== Segment start ==
PR #43, opened 2025-04-30
feat(callbacks): add timer listener

maartenarnst:
This PR adds a timer listener.

The purpose is to time a specific, possibly buried, kernel or region.


tests/callbacks/test_TimerListener.cpp
```diff
@@ -0,0 +1,109 @@
...
+#include "kokkos-utils/callbacks/TimerListener.hpp"
+#include "kokkos-utils/timer/Duration.hpp"
+
+#include "tests/callbacks/TestWorkload.hpp"
+
+/**
+ * @addtogroup unittests
+ *
+ * @c Kokkos callback timer listener
+ * ------------------------------------
```
romintomasetti:
```suggestion
 * @c Kokkos callback timer listener
 * ---------------------------------
```

tests/callbacks/test_TimerListener.cpp
```diff
@@ -0,0 +1,109 @@
...
+
+using execution_space = Kokkos::DefaultExecutionSpace;
+
+namespace Kokkos::utils::tests::callbacks
+{
+
+using namespace Kokkos::utils::callbacks;
+
+//! Listener to time parallel for regions.
+using parallel_for_timer_t = ParallelForTimerListener<EventRegexMatcher, execution_space>;
```
romintomasetti:
```suggestion
//! Listener to time parallel for regions whose label match a regex.
using parallel_for_timer_t = ParallelForTimerListener<EventRegexMatcher, execution_space>;
```

tests/callbacks/test_TimerListener.cpp
```diff
@@ -0,0 +1,109 @@
...
+    /// and @ref Kokkos::utils::callbacks::EndParallelForEvent.
+    static_assert(std::same_as<
+        listener_event_type_list_t<parallel_for_timer_t>,
+        Kokkos::Impl::type_list<BeginParallelForEvent, EndParallelForEvent>
+    >);
+
+    static_assert(Listener<parallel_for_timer_t>);
+}
+
+//! @test Check the behavior of @c Kokkos::utils::callbacks::ParallelForTimerListener.
```
romintomasetti:
```suggestion
//! @test Check the behavior of @ref Kokkos::utils::callbacks::ParallelForTimerListener.
```

tests/callbacks/test_TimerListener.cpp
```diff
@@ -0,0 +1,109 @@
...
+    ASSERT_GT(par_for_timer_matching->timer.duration(), Kokkos::utils::timer::seconds(0));
+
+    EXPECT_FALSE(par_for_timer_no_match->connected() || par_for_timer_no_match->closed())
+        << "The listener should not be connected or closed because the events did not match.";
+
+    Manager::unregister_listener(par_for_timer_matching.get());
+    Manager::unregister_listener(par_for_timer_no_match.get());
+}
+
+//! Listener to time profile regions.
```
romintomasetti:
```suggestion
//! Listener to time profile regions whose label match a regex.
```

tests/callbacks/test_TimerListener.cpp
```diff
@@ -0,0 +1,109 @@
...
+using region_timer_t = RegionTimerListener<EventRegexMatcher, execution_space>;
+
+//! @test Check traits of @c Kokkos::utils::callbacks::RegionTimerListener.
```
romintomasetti:
```suggestion
//! @test Check traits of @ref Kokkos::utils::callbacks::RegionTimerListener.
```

include/kokkos-utils/callbacks/TimerListener.hpp
```diff
@@ -0,0 +1,169 @@
...
+
+template <typename...>
+class TimerListener;
+
+/**
+ * @brief Listener that starts a timer when a begin event is received and stops it
+ *        when a corresponding end event is received.
+ *
+ * The start event is selected by requiring it to be of type @p BeginEventType and
+ * to be a match for the passed matcher. The stop event must be of type @p EndEventType
```
romintomasetti:
```suggestion
 * to be a match for @ref matcher. The stop event must be of type @p EndEventType
```

include/kokkos-utils/callbacks/TimerListener.hpp
```diff
@@ -0,0 +1,169 @@
...
+    Kokkos::utils::callbacks::Matcher<Kokkos::Impl::type_list<BeginEventType>> MatcherType,
+    Kokkos::utils::concepts::ExecutionSpace Exec
+>
+class TimerListener<BeginEventType, EndEventType, MatcherType, Exec>
+{
+public:
+    static constexpr uint64_t invalid_event_id = Kokkos::Experimental::finite_max_v<uint64_t>;
+
+public:
+    template <typename T> requires (std::same_as<std::remove_cvref_t<T>, MatcherType>)
```
romintomasetti: I guess it is not needed and in fact will constrain the constructor too much ? What if my matcher can be constructed from *e.g.* a `std::string` ?
```suggestion
    template <typename T>
```

tests/callbacks/test_TimerListener.cpp
```diff
@@ -0,0 +1,109 @@
...
+        Kokkos::Impl::type_list<PushRegionEvent, PopRegionEvent>
+    >);
+
+    static_assert(Listener<region_timer_t>);
+}
+
+//! @test Check the behavior of @c Kokkos::utils::callbacks::RegionTimerListener.
+TEST_F(TimerListenerTest, region)
+{
+    const auto par_for_timer = std::make_shared<parallel_for_timer_t>(exec, EventRegexMatcher(std::regex("computation - level 0 - pfor")));
```
romintomasetti: Using my suggestion to loosen the constructor constraint ?
```suggestion
    const auto par_for_timer = std::make_shared<parallel_for_timer_t>(exec, std::regex("computation - level 0 - pfor"));
```

include/kokkos-utils/callbacks/TimerListener.hpp
```diff
@@ -0,0 +1,169 @@
...
+    /**
+     * @todo Consider optimizing the implementation to avoid repeating the regex many
+     *       times after the timer is already closed.
+     *
+     * @todo Allow the possibility to combine multiple matchers with logical operators, so that
+     *       we can match e.g. a begin event with a specific name within a specific section.
+     */
+    void operator()(const BeginEventType& event) {
+        if (matcher(event)) {
+            if (this->connected() || this->closed()) Kokkos::abort("Timer cannot match a begin event twice.");
```
romintomasetti: I guess you can get a substantial reduction of the overhead of this timer by skipping any event that is not launched on `exec`. An integer comparison is much cheaper than a regex matching.

If you do it, please also:
- precompute the `dev_id` of `exec` once and forall ?
- add a test that launches *e.g.* two parallel reduce with the same label (so both would match) but one is on `exec` and the other one is on `exec_other`. You should only match one.

```suggestion
    void operator()(const BeginEventType& event)
    {
        if(event.dev_id != Kokkos::Tools::Experimental::device_id(exec)) return;

        if (matcher(event)) {
            if (this->connected() || this->closed()) Kokkos::abort("Timer cannot match a begin event twice.");
```

include/kokkos-utils/callbacks/TimerListener.hpp
```diff
@@ -0,0 +1,169 @@
...
+            if (this->connected() || this->closed()) Kokkos::abort("Timer cannot match a region twice.");
+
+            this->timer.reset(this->exec);
+            this->nested_level = 1;
+        } else {
+            if (this->connected()) ++this->nested_level;
+        }
+    }
+
+    void operator()(const Kokkos::utils::callbacks::PopRegionEvent& /* event */)
```
romintomasetti:
```suggestion
    void operator()(const Kokkos::utils::callbacks::PopRegionEvent&)
```

include/kokkos-utils/callbacks/TimerListener.hpp
```diff
@@ -0,0 +1,169 @@
...
+    /// When the timer has matched a pop event corresponding to each nested push event in the matched region,
+    /// if any, as well as to the matched push event, and the stack is thus empty, it is said to be "closed".
+    bool closed() const { return this->timer.is_valid(); }
+
+public:
+    Kokkos::utils::timer::Timer<Exec> timer {};
+
+private:
+    Exec exec {};
+    MatcherType matcher;
```
romintomasetti: This is non sense to use the timer for an event that has no exec. Use a regular host timer.

include/kokkos-utils/callbacks/TimerListener.hpp
maartenarnst: I tried but Doxygen gives an error saying that it doesn't know the reference `matcher`. I'm not sure what the issue is, but ll try more to make it work.

include/kokkos-utils/callbacks/TimerListener.hpp
maartenarnst: This is a good suggestion indeed, because there's quite some duplication and long lines of code now. We haven't done it for other similar cases. Probably best to do it only for the cases in this PR.

include/kokkos-utils/callbacks/TimerListener.hpp
maartenarnst: I changed it, but then I reverted some of the changes. 

The change that remains is that the `Exec` now defaults to `Kokkos::DefaultHostExecutionSpace` for the `RegionTimerListener`.

I reverted because I was thinking of cases where we'd want to time a group of several kernels, not just one, but that all go to a stream. Something like a graph that we'd submit to a stream. And so we may want to do a `PushRegion` before and after `PopRegion` after and record events in the stream.

Some food for thought left for what to do best :)

tests/callbacks/test_TimerListener.cpp
maartenarnst: OK! Works indeed!

tests/callbacks/test_TimerListener.cpp
maartenarnst: OK. Done!

tests/callbacks/test_TimerListener.cpp
maartenarnst: Done too!

tests/callbacks/test_TimerListener.cpp
maartenarnst: Indeed. Still a todo for me.

include/kokkos-utils/callbacks/TimerListener.hpp
maartenarnst: OK. Good suggestion indeed! I've modified it and added tests. The test of the case where we submit on one exec, but the TimerListener is on another exec didn't pass. The reason appears to be that we test only on `OpenMP`, and, on `OpenMP`, it appears that the `device_id` is the same for each instance:

https://github.com/kokkos/kokkos/blob/88485ca664e39a93725b44f99d3c4b03fcf701e7/core/src/OpenMP/Kokkos_OpenMP.hpp#L142

And so the `TimerListener` accepts the event, even if it's on another `exec`.

romintomasetti: Simply adapt the test by adding something like:
```c++
ASSERT_THAT(event accepted, only if exec A dev id equals exec B dev id);
```

It makes sense that the device ID is the same for several `OpenMP` instances, because they aren't memory pools and are on the same CPU (?).

include/kokkos-utils/callbacks/TimerListener.hpp
romintomasetti: OK. Probably good to add a note in the code.

include/kokkos-utils/callbacks/TimerListener.hpp
romintomasetti: And we should probably add a GPU runner.

include/kokkos-utils/callbacks/TimerListener.hpp
maartenarnst: OK. I've added two notes to the doc.

include/kokkos-utils/callbacks/TimerListener.hpp
maartenarnst: OK. Added such a test. Let's see what the new GPU runner does :)

include/kokkos-utils/callbacks/TimerListener.hpp
```diff
@@ -0,0 +1,209 @@
...
+    }
+
+    //! When the listener has matched the begin, but not yet the end event, it is said to be "connected".
+    bool connected() const { return (this->event_id != invalid_event_id) && !this->closed(); }
+
+    //! When the listener has matched both the begin and end events, it is said to be "closed".
+    bool closed() const { return this->is_closed; }
+
+    //! Open the listener so that it can be reused to match a begin event again.
+    void open()
```
romintomasetti: This is new. Not sure to see:
- why we would reuse a matcher
- why you call this `open` and not `reset` ?

maartenarnst: It's new indeed! 

I added it to make things work when I used it in a benchmark with more than 1 iteration. The `SetUp` method of the benchmark creates the `TimerListener`. And then the benchmark loops over the `run` method, and so it iterates  through the begin/end, begin/end, ....

I used `open` instead of `reset` because we already use `reset` in the underlying `Timer`. And there, `reset` is not really "resetting" things, but rather recording the start event. Not sure what to do best. We could keep `open` here, which goes well with the `closed`. Another option would be to rename `reset` as `start` in `Timer` and then rename `open` here as `reset`.

romintomasetti: I agree with the last suggestion:
- rename `Timer::reset` to `Timer::start`
- rename `open` to `reset`

include/kokkos-utils/callbacks/TimerListener.hpp
```diff
@@ -0,0 +1,209 @@
...
+            if (this->connected() || this->closed()) Kokkos::abort("Listener cannot match a region twice.");
+
+            this->timer.reset(this->exec);
+            this->nested_level = 1;
+        } else {
+            if (this->connected()) ++this->nested_level;
+        }
+    }
+
+    void operator()(const Kokkos::utils::callbacks::PopRegionEvent&)
```
romintomasetti:
```suggestion
    void operator()(const PopRegionEvent&)
```

and similar occurrences in this file.

include/kokkos-utils/callbacks/TimerListener.hpp
```diff
@@ -0,0 +1,209 @@
...
+    explicit TimerListener(T&& matcher_)
+      : matcher(std::forward<T>(matcher_)) {}
+
+    template <typename T> requires (std::same_as<std::remove_cvref_t<T>, MatcherType>)
+    explicit TimerListener(Exec exec_, T&& matcher_)
+      : exec(std::move(exec_)), matcher(std::forward<T>(matcher_)) {}
+
+    void operator()(const Kokkos::utils::callbacks::PushRegionEvent& event)
+    {
+        if (matcher(event)) {
```
romintomasetti: Please try to implement this in terms of the `EventInRegionMatcher`.

include/kokkos-utils/callbacks/TimerListener.hpp
```diff
@@ -0,0 +1,209 @@
...
+ * @c Kokkos parallel for, parallel reduce, parallel scan, or deep copy operation, to which
+ * an execution space instance is passed. In such a situation, the execution space instance
+ * passed to this class's constructor should be the same as the one passed to the workload.
+ */
+template <
+    Kokkos::utils::callbacks::BeginEvent BeginEventType, Kokkos::utils::callbacks::EndEvent EndEventType,
+    Kokkos::utils::callbacks::Matcher<Kokkos::Impl::type_list<BeginEventType>> MatcherType,
+    Kokkos::utils::concepts::ExecutionSpace Exec
+>
+class TimerListener<BeginEventType, EndEventType, MatcherType, Exec>
```
romintomasetti: I think we should be smarter than that.

Why not having 2 matchers, one for the start, one for the stop ?

include/kokkos-utils/callbacks/EventBeginEndEventIdMatcher.hpp
```diff
@@ -21,7 +21,6 @@ struct EventBeginEndEventIdMatcher
     {
         if(matcher(event))
         {
-            if (event_id != invalid_event_id) Kokkos::abort("EventBeginEndEventIdMatcher cannot match a begin event twice.");
```
maartenarnst: ~~Let's consider renaming this file and class `EventBeginEndIdMatcher` to avoid repeating the `Event` twice in the name.~~

include/kokkos-utils/callbacks/TimerListener.hpp
```diff
@@ -0,0 +1,113 @@
...
+
+#include "kokkos-utils/callbacks/Listener.hpp"
+#include "kokkos-utils/callbacks/Matcher.hpp"
+#include "kokkos-utils/concepts/ExecutionSpace.hpp"
+
+namespace Kokkos::utils::callbacks
+{
+
+// template <typename...>
+// class TimerListener;
```
maartenarnst: Can now be deleted probably.

include/kokkos-utils/callbacks/TimerListener.hpp
```diff
@@ -0,0 +1,113 @@
...
+
+template <typename TimerType, typename EventType>
+concept TimerStartFor = Event<EventType> && requires (TimerType& timer, const EventType& event) {
+    { timer.start(event) } -> std::same_as<void>;
+};
```
maartenarnst: This concept could also be renamed `Startable` or `StartableWith`. Because it's just making sure that there's a `start` method, and it's not really checking we have a meaningful timer. Just `Startable` would be a bit like `std::invocable`.

include/kokkos-utils/callbacks/EventBeginEndEventIdMatcher.hpp
maartenarnst: Also, we could have the class store the types of the begin and end events.

maartenarnst: Or `BeginEndEventIdMatcher`.

include/kokkos-utils/callbacks/TimerListener.hpp
```diff
@@ -0,0 +1,113 @@
...
+template <typename TimerType, typename EventType>
+concept TimerStopFor = Event<EventType> && requires (TimerType& timer, const EventType& event) {
+    { timer.stop(event) } -> std::same_as<void>;
+};
+
+/**
+ * @brief Listener that starts a timer when a begin event is received and stops it
+ *        when a corresponding end event is received.
+ *
+ * The start event is selected by requiring it to be of type @p BeginEventType and
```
== Segment end ==
Copy only this part of the entries above: the line with "maartenarnst: OK. Added", the line with "I added it to", and the lines between, all exactly as written.

maartenarnst: OK. Added such a test. Let's see what the new GPU runner does :)

include/kokkos-utils/callbacks/TimerListener.hpp
```diff
@@ -0,0 +1,209 @@
...
+    }
+
+    //! When the listener has matched the begin, but not yet the end event, it is said to be "connected".
+    bool connected() const { return (this->event_id != invalid_event_id) && !this->closed(); }
+
+    //! When the listener has matched both the begin and end events, it is said to be "closed".
+    bool closed() const { return this->is_closed; }
+
+    //! Open the listener so that it can be reused to match a begin event again.
+    void open()
```
romintomasetti: This is new. Not sure to see:
- why we would reuse a matcher
- why you call this `open` and not `reset` ?

maartenarnst: It's new indeed! 

I added it to make things work when I used it in a benchmark with more than 1 iteration. The `SetUp` method of the benchmark creates the `TimerListener`. And then the benchmark loops over the `run` method, and so it iterates  through the begin/end, begin/end, ....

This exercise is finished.